Supplied data: Begin
PR #1815, opened 2024-08-19
Feat: frame timing manager

popuz:
## What does this PR change?

Add support for FrameTimingManager to detect performance bottleneck.

## How to test the changes?

1. Launch the explorer
2. Go to /debug -> performance
3. Enable "Enable Bottleneck detector" checkbox
4. Observe frame timings below it being updated
5. Disable checkbox and verify frame timings are not updated anymore

Note: Frame timings below  "Enable Bottleneck detector" checkbox can differ from the FPS value showed above due to the 4 frames delay needed for `FrameTimingManager` internal calculations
Supplied data: End
== Your objective ==
The complete data above is to be written out again as it stands.

== Result ==
PR #1815, opened 2024-08-19
Feat: frame timing manager

popuz:
## What does this PR change?

Add support for FrameTimingManager to detect performance bottleneck.

## How to test the changes?

1. Launch the explorer
2. Go to /debug -> performance
3. Enable "Enable Bottleneck detector" checkbox
4. Observe frame timings below it being updated
5. Disable checkbox and verify frame timings are not updated anymore

Note: Frame timings below  "Enable Bottleneck detector" checkbox can differ from the FPS value showed above due to the 4 frames delay needed for `FrameTimingManager` internal calculations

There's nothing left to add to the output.